The second annual Global Reman Day presents a powerful learning opportunity for participants at John Deere Reman – Springfield
Decked out in reflective vests, safety glasses, bump caps, and gloves, dozens of high school students wind their way through a 130,000-sq.-ft. factory in southwest Missouri to witness the rebirth of John Deere engines, hydraulics, and drivetrains. Moving from station to station, they take in the sights and sounds around them — the burst of a welding spark, the clatter of lift chains — as skilled technicians break down, clean, and restore critical machine components before reassembling and returning them to like-new condition.
The students, many of whom are members of the local Future Farmers of America® chapter, have come to John Deere Reman — Springfield, along with their teachers and mentors, to participate in the second annual Global Reman Day, an international event established by the Remanufacturing Industries Council to increase public awareness of remanufacturing and emphasize its impact on the economy and the environment.
Josh Kempel, Global Sales and Marketing Manager for John Deere Reman, believes these tours are key to growing the industry both worldwide and right here in Springfield. “We want students to understand the value of remanufacturing,” says Kempel. “We want them to see for themselves how we transform parts and components. These kids are the future of agriculture, construction, and forestry, and they need to know that Deere is committed to sustainability and protecting the environment. We also want them to be aware of the many career opportunities within the remanufacturing industry and that Deere can be a great employment option as they look for jobs after high school and college.”

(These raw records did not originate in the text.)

PR #55263, opened 2025-02-08
Add defensive check after filter for cart items

### LINKED ISSUE #55103: [Fatal] PHP Fatal error:  Uncaught Error: Call to a member function get_tax_class() on null in | class-wc-cart-totals.php:232
### Prerequisites

### Describe the bug

witnessed in `9.6.0`

[link to code](https://github.com/woocommerce/woocommerce/blob/6f5032a0277a0eb006a442407d9d09c0c370b8be/plugins/woocommerce/includes/class-wc-cart-totals.php#L232)

```
PHP Fatal error:  Uncaught Error: Call to a member function get_tax_class() on null in /../wp-content/plugins/woocommerce/includes/class-wc-cart-totals.php:232
Stack trace:
#0 /../wp-content/plugins/woocommerce/includes/class-wc-cart-totals.php(658): WC_Cart_Totals->get_items_from_cart()
#1 /../wp-content/plugins/woocommerce/includes/class-wc-cart-totals.php(150): WC_Cart_Totals->calculate_item_totals()
#2 /../wp-content/plugins/woocommerce/includes/class-wc-cart-totals.php(141): WC_Cart_Totals->calculate()
#3 /../wp-content/plugins/woocommerce/includes/class-wc-cart.php(1409): WC_Cart_Totals->__construct(Object(WC_Cart))
#4 /../wp-content/plugins/woocommerce-paypal-payments/modules/ppcp-button/src/Endpoint/SimulateCartEndpoint.php(87): WC_Cart->calculate_totals()
#5 /../wp-content/plugins/woocommerce-paypal-payments/modules/ppcp-button/src/Endpoint/AbstractCartEndpoint.php(73): WooCommerce\PayPalCommerce\Button\Endpoint\SimulateCartEndpoint->handle_data()
#6 /../wp-content/plugins/woocommerce-paypal-payments/modules/ppcp-button/src/ButtonModule.php(140): WooCommerce\PayPalCommerce\Button\Endpoint\AbstractCartEndpoint->handle_request()
#7 /../core/6.7.1/wp-includes/class-wp-hook.php(324): WooCommerce\PayPalCommerce\Button\ButtonModule::WooCommerce\PayPalCommerce\Button\{closure}('')
#8 /../core/6.7.1/wp-includes/class-wp-hook.php(348): WP_Hook->apply_filters('', Array)
#9 /../core/6.7.1/wp-includes/plugin.php(517): WP_Hook->do_action(Array)
#10 /../wp-content/plugins/woocommerce/includes/class-wc-ajax.php(96): do_action('wc_ajax_ppc-sim...')
#11 /../core/6.7.1/wp-includes/class-wp-hook.php(324): WC_AJAX::do_wc_ajax('')
#12 /../core/6.7.1/wp-includes/class-wp-hook.php(348): WP_Hook->apply_filters(false, Array)
#13 /../core/6.7.1/wp-includes/plugin.php(517): WP_Hook->do_action(Array)
#14 /../core/6.7.1/wp-includes/template-loader.php(13): do_action('template_redire...')
#15 /../core/6.7.1/wp-blog-header.php(19): require_once('/../core...')
#16 /../core/6.7.1/index.php(17): require('/../core...')
#17 {main}
  thrown in /../wp-content/plugins/woocommerce/includes/class-wc-cart-totals.php on line 232
``` 

### Expected behavior

no fatals witnessed

### Actual behavior

fatals were witnessed

### Steps to reproduce

We don't have steps to reproduce, but observed 134 instances of this problem on Fri Jan 31, 2025 across 8 sites. Hopefully, someone can dig in and apply a defensive check if appropriate. - To be updated after investigation.

### WordPress Environment

N/A

### Isolating the problem

coreymckrill:

If an extension uses the `woocommerce_get_cart_item_from_session` filter and modifies the array of cart item data, it can cause a fatal error if the modified data does not include the specific `data` key containing an instance of the cart item's corresponding product object. This simply ensures that even if an extension is using that filter incorrectly, it will not cause a fatal error.

Fixes #55103

1. Before checking out this branch, visit the shop page on your test site. Add a product to the cart, and then go to the Cart page.
2. Add this test snippet to your site:
    ```php
	add_filter(
		'woocommerce_get_cart_item_from_session',
		function ( $session_data, $values ) {
			return $values;
		},
		10,
		2
	);
    ```
3. Refresh the cart page. Now you should see the fatal error reported in #55103.
4. Now check out this branch. Refresh the cart page again. The error should be gone, and the cart page should load successfully, and show that your cart has the product that you originally added.

### DIFF
--- a/plugins/woocommerce/includes/class-wc-cart-session.php
+++ b/plugins/woocommerce/includes/class-wc-cart-session.php
@@ -218,7 +218,14 @@ final class WC_Cart_Session {
 				 */
 				$cart_contents[ $key ] = apply_filters( 'woocommerce_get_cart_item_from_session', $session_data, $values, $key );
 				if ( ! isset( $cart_contents[ $key ]['data'] ) || ! $cart_contents[ $key ]['data'] instanceof WC_Product ) {
-					// If the cart contents is missing the product object after filtering, add it back in.
+					// If the cart contents is missing the product object after filtering, something is wrong.
+					wc_doing_it_wrong(
+						__METHOD__,
+						'When filtering cart items with woocommerce_get_cart_item_from_session, each item must have a data key containing a product object.',
+						'9.8.0'
+					);
+
+					// Add the product back in.
 					$cart_contents[ $key ]['data'] = $product;
 				}
 
--- a/plugins/woocommerce/includes/class-wc-cart-session.php
+++ b/plugins/woocommerce/includes/class-wc-cart-session.php
@@ -207,7 +207,20 @@ final class WC_Cart_Session {
 					)
 				);
 
+				/**
+				 * Filter to modify or add session data to the cart contents.
+				 *
+				 * @since 3.2.0
+				 *
+				 * @param array  $session_data Data for an item in the cart.
+				 * @param array  $values       Data for an item in the cart, without the product object.
+				 * @param string $key          The cart item hash.
+				 */
 				$cart_contents[ $key ] = apply_filters( 'woocommerce_get_cart_item_from_session', $session_data, $values, $key );
+				if ( ! isset( $cart_contents[ $key ]['data'] ) || ! $cart_contents[ $key ]['data'] instanceof WC_Product ) {
+					// If the cart contents is missing the product object after filtering, add it back in.
+					$cart_contents[ $key ]['data'] = $product;
+				}
 
 				// Add to cart right away so the product is visible in woocommerce_get_cart_item_from_session hook.
 				$this->cart->set_cart_contents( $cart_contents );
--- a/plugins/woocommerce/changelog/fix-55103-null-cart-item
+++ b/plugins/woocommerce/changelog/fix-55103-null-cart-item
@@ -1,0 +1,4 @@
+Significance: patch
+Type: fix
+
+Add defensive check to ensure the product object exists in items in the cart session


naman03malhotra (commented):
Thank you for working on this. As expected, it works well as per the instructions. But I am thinking of cases where it can introduce unintended behavior, pardon me if I am just overthinking this.

However, I am brainstorming the cases where the fix can cause other problems, for example, a 3PD intentionally modifying or removing ['data'] key for valid reasons in that case, we are silently overriding the intended behavior.

I am wondering if by adding additional logging we can provide more information to the users for this behavior. Or we can find other way to catch it and throw a warning.

coreymckrill:
> However, I am brainstorming the cases where the fix can cause other problems, for example, a 3PD intentionally modifying or removing ['data'] key for valid reasons in that case, we are silently overriding the intended behavior.

@naman03malhotra I think this is a legitimate concern, and I thought about this too. What I discovered is that there are numerous places in the code, besides this one, where there is an assumption that the `['data']` key exists and that it is a product object. So a 3PD could have a legitimate reason to _replace_ the contents of `['data']` with their own object, but it would still have to extend the basic product object in order to have all the necessary methods, and in that case, it would not get overwritten by our defensive check. If `['data']` contains some value that is not like a product, or is missing completely, I am therefore assuming it's not intentional.

> I am wondering if by adding additional logging we can provide more information to the users for this behavior.

I'm not sure what other logging would be useful here, but I'm open to ideas.

> Or we can find other way to catch it and throw a warning.

We could try and add validation logic at every place in the code that assumes `['data']` is a product object, but I think it would be difficult to find them all and decide on a case-by-case basis what should happen if the object doesn't exist, and I think we would end up with the application generally being in an unexpected/unstable state.

One alternative to adding the missing product object back in would be to instead skip that item and not add it to the cart at all. I tested this as well, and it does avoid the fatal error, but it also means the cart has silently changed and will be in an unexpected state.

🤷 There probably isn't a perfect answer. What do you think?

plugins/woocommerce/includes/class-wc-cart-session.php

We want students to understand the value of remanufacturing. We want them to see for themselves how we transform parts and components.
HOME SWEET HOME
Springfield, Missouri, is home to our John Deere Reman factories in North America: John Deere Reman – Global Core Collection Center, John Deere Reman – Springfield, and John Deere Reman – Electronics. For the last 20 years, the team in Springfield has dedicated its efforts to returning previously used, worn, or damaged parts back to like-new condition through a rigorous manufacturing process.

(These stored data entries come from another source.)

PR #55295, opened 2025-02-10
iAPI migration: Prevent quantity change notice showing on mini cart when adding items with the new iAPI sync event

luisherranz:

This pull request prevents a snackbar (which indicates if the quantity of a product has changed when the minicart block is opened automatically) from showing when clicking on the "Add to cart" button.

This problem, which was solved in PR #55023, has reappeared when moving the synchronization between the Store of the Interactivity API and the Store of `@wordpress/data` to a single event in #54979.

**Always use the Interactivity API to add products to the cart.**

1. Go to the options of the minicart block and activate the option "Open drawer when adding"
2. Add this PHP snippet somewhere in your site, and update the product IDs to match the IDs of some of your products.
   ```php
   add_action('woocommerce_before_calculate_totals', 'sync_cart_quantities', 20, 1);

   function sync_cart_quantities(WC_Cart $cart) {
	$product_id = 26;
	$other_product_id = 28;
	
	$quantity_of_first = 0;
	
	foreach ( $cart->get_cart_contents() as $cart_item_key => $cart_item) {
		if ($cart_item['product_id'] == $product_id) {
			$quantity_of_first = $cart_item['quantity'];
		}
	}

	foreach ( $cart->get_cart_contents() as $cart_item_key => $cart_item) {
		if ($cart_item['product_id'] == $other_product_id) {
			$cart->set_quantity($cart_item['key'], $quantity_of_first * 2, false);
		}
	}
	return $cart;
   }
   ```
4. In the frontend, add an unrelated product to the cart so that the quantity is two or more. 
5. The mini cart block will open, and the snack bar saying that each quantity has changed should not be shown.
6. Now add the product with `$product_id` to the cart, and then the `$other_product_id` to the cart. No snack bar should be shown.
7. Now add the `$product_id` to the cart again. A snack bar saying "The quantity of (the product with `$other_product_id`) was changed to 4." should appear.

### Changelog entry

<details>

#### Significance

-   [ ] Patch
-   [ ] Minor
-   [ ] Major

#### Type

#### Message 

</details>

<details>

#### Comment 

</details>


luisherranz:
After understanding the problem a little better thanks to @opr, I have worked on a new solution. I have also updated the instructions to test the pull request.

luisherranz:
Oh, I've also added some extra todos for some things that we have to change before finalizing the migration.

plugins/woocommerce-blocks/assets/js/base/stores/cart-items.ts
```diff
@@ -50,152 +56,158 @@ function generateError( json: StoreAPIError ) {
...
+			// Optimistically updates the number of items in the cart.
+			if ( itemIndex !== -1 ) {
+				state.cart.items[ itemIndex ].quantity = quantity;
+				key = state.cart.items[ itemIndex ].key || null;
+				if ( key ) quantityChanges.cartItemsPendingQuantity = [ key ];
+			} else {
+				state.cart.items.push( { id, quantity } );
+				itemIndex = state.cart.items.length - 1;
+				quantityChanges.productsPendingAdd = [ id ];
+			}
```
opr: Nice, I really like this approach 👌🏼

plugins/woocommerce-blocks/assets/js/data/cart/utils.ts
```diff
@@ -142,10 +142,10 @@ export const setIsCustomerDataDirty = debounce(
 );
 
 /**
- * Controls whether to ignore sync events.
+ * Sets whether it is syncing the stores or not.
```
opr: I think we could describe better what is happening here. I am lucky to have some context from pairing with Sam, but if I was coming to this fresh I would have no idea what this is for.

opr (changes requested):
Thanks @luisherranz, this is working great for me following your changes.

A couple of thoughts that aren't necessarily blockers, but I just wanted to hear what you think:

- How about removing all sync related logic from `receiveCart` and making a new action called `syncCart` where `isSyncingStores` would be implicitly true. I think the benefit here would be that reasoning with this code would be slightly easier. Right now there are several branches based on the value of `isSyncingStores`. The drawbacks is you have two functions that do basically the same thing. I don't feel super strongly about it. Not a blocker.
- Naming of `isSyncingStores` is possibly going to be confusing, consider `isSyncingFromInteractivityApi` or similar.

By the way another test you can add to the snippet, inside the 

```php
	if ($cart_item['product_id'] == $other_product_id) {
 		$cart->set_quantity($cart_item['key'], $quantity_of_first * 2, false);
 	}
```

Change it to

```php
	if ($cart_item['product_id'] == $other_product_id) {
 		$cart->set_quantity($cart_item['key'], $quantity_of_first * 2, false);
		
		// Remove the second item if the first item's quantity gets to 10. Expect to see a notice about item B removed from the cart.
		if ( $quantity_of_first === 10 ) {
				$cart->remove_cart_item( $cart_item['key'] );
		}
 	}
```

Then change item A to 10, and ensure you see a notice informing you that item B was removed from the cart.

I'm going to submit this as requested changes due to the docs/naming updates I mentioned, but in principle the approach is good, I'd be happy to approve once they're taken care of.

plugins/woocommerce-blocks/assets/js/data/cart/utils.ts
luisherranz: Done in https://github.com/woocommerce/woocommerce/pull/55295/commits/cc7647b214661c7c445588a6757d64628578536d.

luisherranz:
> Then change item A to 10, and ensure you see a notice informing you that item B was removed from the cart.

Ok, removing works fine too, thanks.

> - How about removing all sync related logic from `receiveCart` and making a new action called `syncCart` where `isSyncingStores` would be implicitly true. I think the benefit here would be that reasoning with this code would be slightly easier. Right now there are several branches based on the value of `isSyncingStores`. The drawbacks is you have two functions that do basically the same thing. I don't feel super strongly about it. Not a blocker.
> - Naming of `isSyncingStores` is possibly going to be confusing, consider `isSyncingFromInteractivityApi` or similar.

Sure, it makes sense. I made both changes in https://github.com/woocommerce/woocommerce/pull/55295/commits/cc7647b214661c7c445588a6757d64628578536d.

luisherranz:
> How about removing all sync related logic from receiveCart and making a new action called syncCart where isSyncingStores would be implicitly true. I think the benefit here would be that reasoning with this code would be slightly easier. Right now there are several branches based on the value of isSyncingStores. The drawbacks is you have two functions that do basically the same thing. I don't feel super strongly about it. Not a blocker.

My bad, I forgot about [this change](https://github.com/woocommerce/woocommerce/blob/b4c83764a6bbc0a923b66d77d0fc57973bb8e24d/plugins/woocommerce-blocks/assets/js/data/cart/resolvers.ts#L44) from [the previous pull request](https://github.com/woocommerce/woocommerce/pull/54979) where I prevent the initial fetch from synchronizing.

We can change the name of the action `syncCartWithIAPIStore` to something more generic and also use it on the `getCartData` resolver, or I can revert the logic and leave `receiveCart` as it was, whatever you say. I don't have a strong opinion on either option.

opr (approved):
This is working for me now following the changes, I tested with the snippets I provided. I don't see notices when adding the same item to the cart, but I do see them when expected in the snippet.

opr:
> We can change the name of the action syncCartWithIAPIStore to something more generic and also use it on the getCartData resolver, or I can revert the logic and leave receiveCart as it was, whatever you say. I don't have a strong opinion on either option.

I think the way it is now is OK actually, `recieveCart` remains focused to updating the data store with a cart object, and `syncCartWithIAPIStore` while similar, is also focused. Avoiding merging these methods is a good choice imo.

luisherranz:
Ok, I have gone back and forth a couple of times to see how the final code looked, and I think this is the cleanest solution. I have also tried to find better names for the variables and functions so that it is clearer what is happening.

@opr, tell me what you think.

plugins/woocommerce-blocks/assets/js/data/cart/index.ts
```diff
@@ -65,68 +66,39 @@ window.addEventListener( 'load', () => {
...
-			diffObjects( val1, val2, currentPath ); // Recurse for nested objects
-		}
-	}
-}
-
-let previousCart: object | null = null;
-let id = 0;
-
 // Emmits event to sync iAPI store.
+let previousCart: object | null = null;
```
opr, line 70: Don't know if this is due to your changes, but this event is dispatched on all changes in Cart/Checkout block too, is that expected/intended? An infinite loop is prevented by the `getTriggerStoreSyncEvent` flag which is great.

plugins/woocommerce-blocks/assets/js/data/cart/thunks.ts
```diff
@@ -143,13 +146,19 @@ export const applyExtensionCartUpdate =
...
+ * Fetch the cart but avoid triggering the event that syncs with the
+ * Interactivity API store to avoid infinite loops.
  *
+ * @param {QuantityChanges} quantityChanges The quantity changes data included in the sync event.
  * @throws Will throw an error if there is an API problem.
  */
-export const syncCartWithIAPIStore =
-	() =>
-	async ( { dispatch }: CartThunkArgs ) => {
+export const syncCartwithIAPIStore =
```
opr: nitpick on casing here
```suggestion
export const syncCartWithIAPIStore =
```

plugins/woocommerce-blocks/assets/js/data/cart/index.ts
```diff
@@ -65,68 +66,39 @@ window.addEventListener( 'load', () => {
...
+window.addEventListener(
+	'woocommerce-store-sync-required',
+	( event: Event ) => {
+		const customEvent = event as CustomEvent< {
+			type: string;
+			quantityChanges: QuantityChanges;
+		} >;
+		const { type, quantityChanges } = customEvent.detail;
+		if ( type === 'from_iAPI' ) {
+			wpDispatch( store ).syncCartwithIAPIStore( quantityChanges );
```
opr: Nitpick on casing here:
```suggestion
			wpDispatch( store ).syncCartWithIAPIStore( quantityChanges );
```

opr (approved):
Couple of nit picks, but going through the flow in my IDE seems reasonable, it's way easier to follow and reason with now, thanks @luisherranz

plugins/woocommerce-blocks/assets/js/data/cart/index.ts
luisherranz: It is, in some way, expected, as any change in the cart's state should trigger an update of the Interactivity API Store. Perhaps there is still no block that uses the Interactivity API that is designed to be displayed on the cart or checkout page, but that doesn't mean that they won't exist.

opr: Thought so :) nice future-thinking

samueljseay:
I have fixed up the e2e tests and I am happy with the approach here. Opting to leave the todos in place and we can look to address them later.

“Throughout all of our facilities, our processes focus on building quality products,” says Kempel. “Each part is disassembled and cleaned before going through multiple inspection and qualification processes, which the students can experience up-close on their tours. All critical dimensions are measured and brought back to OEM [original equipment manufacturer] specifications through various reclamation techniques. During the reassembly of components, our factory-trained technicians follow strict guidelines and procedures including multiple quality checkpoints. And finally, the components are tested against our OEM design specifications to ensure they’ve met all performance requirements.”
Kempel is also quick to highlight the numerous benefits of the remanufacturing process, which employees reiterated to students throughout the day. “Our reman parts cost 25–30-percent less than new components, which means lower repair and overall ownership costs for John Deere equipment. Our reman program improves uptime thanks to component exchanges, giving customers the power of productivity when they need it most. We’re providing high-quality parts backed by a factory warranty. And remanufacturing saves an average of 85 percent on energy use, 86 percent on water use, and 85 percent on material use when compared to the manufacture of an original part. These kinds of statistics really stand out to students.”

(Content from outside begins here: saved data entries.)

PR #55303, opened 2025-02-10
Fix for additional features not being registered in WP CLI

Konamiman:

This pull request fixes an issue in the features engine that has surfaced after https://github.com/woocommerce/woocommerce/pull/55118 was merged and was discovered while testing https://github.com/woocommerce/woocommerce/pull/54399. Here's what was happening:

1. In `class-wc-cli.php` the following line is executed: `FeaturesUtil::feature_is_enabled`. 
    * This causes `FeaturesController::get_feature_definitions` to run.
    * Since `$this->features` is empty, it gets initialized. Some feature definitions are hardcoded, but others are registered via the `woocommerce_register_feature_definitions` hook. The resulting list of features is cached.
 2. Then the `WooCommerce` class gets instantiated and as part of its construction, the appropriate classes subscribe to the `woocommerce_register_feature_definitions` hook.
    * However at that point it's too late for that: `FeaturesController` has already cached the feature definitions, and it won't fire the `woocommerce_register_feature_definitions` hook anymore.
    * Result: the features that depend on the hook don't get registered.

A symptom of this, for example, is the COGS functions not working anymore from CLI, e.g. invoking `get_cogs_value()` on a product throws a "doing it wrong" even if the feature is enabled. For https://github.com/woocommerce/woocommerce/pull/55118 this wasn't apparent because the blueprint feature is hardcoded in the `FeaturesController` class (it doesn't depend on the hook).

The fix consists of deferring the registration of additional features to the `init` hook, right before `before_woocommerce_init` is fired (because during the execution of `before_woocommerce_init` plugins are supposed to execute `declare_compatibility`, and by then all the feature definitions must be already available) and after all the relevant objects have been instantiated. Exception: if `init` has been fired already (this will happen when running unit tests), then the registration of additional features happens immediately, as it was the case before.

Also the class comment in `FeaturesController` has been extended to make clear that features declared via the hook won't be available before `before_woocommerce_init`.

Run the following in the command line:

```
wp eval 'var_dump(array_keys(Automattic\WooCommerce\Utilities\FeaturesUtil::get_features(true)));'
```

A list of features will be printed: with the fix this will include `custom_order_tables` and `cost_of_goods_sold`; without the fix these two will be missing.

Also verify that the COGS programmatic API works again (you need to enable the Cost of Goods Sold feature  in _WooCommerce - Settings - Advanced - Features_), for example:

```php
$p = wc_get_product(<existing product id>);
$p->set_cogs_value(1234);
$p->save();
echo wc_get_product(<existing product id>)->get_cogs_value(); //1234
```

### Changelog entry

<details>

#### Significance

-   [ ] Patch
-   [ ] Minor
-   [ ] Major

#### Type

#### Message 

</details>

<details>

#### Comment 

</details>


albarin (approved):
Thanks @Konamiman, looks good, checked that `custom_order_tables` and `cost_of_goods_sold` are listed after the fix ✅

coreymckrill:
@Konamiman @albarin Something about this changeset made it so that WC Smooth Generator is now getting flagged as "not compatible" with HPOS, even though it declares support for it...

Konamiman:
> Something about this changeset made it so that WC Smooth Generator is now getting flagged as "not compatible" with HPOS, even though it declares support for it...

For the record, this is fixed in https://github.com/woocommerce/woocommerce/pull/55544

To round out the Global Reman Day activities, several employees volunteered to collect hazardous and unwanted materials at a temporary drop-off zone in a parking lot just south of the factory. “We encouraged our employees to bring in paint, pesticides, and whatever else they had at home, so we could safely and properly dispose of these materials at no cost to them,” says Kempel. “It’s just another way we’re demonstrating our commitment to protecting the environment.”
At this year’s event, the three Springfield-based facilities collected 6,195 lb. of hazardous and unwanted junk, including drain cleaners, used motor oil, rust solvents, light bulbs, and computer monitors. As fellow employees pulled into the drop-off zone, technicians, supervisors, managers, and engineers worked together to lift, collect, and sort the materials into temporary containers bound for regional disposal sites.
From the early morning to late afternoon, Kempel and the John Deere Reman team exude a great deal of passion and pride about the day’s events. “Those of us who work in the industry know the benefits of remanufacturing, and the value we provide to our customers, communities, and the environment,” he says. “But the most rewarding part of Global Reman Day is showcasing our employees, processes, and products to people who don’t normally get to see what we do — or even understand why we do it. Events like this are a great opportunity to share our hard work with the world.”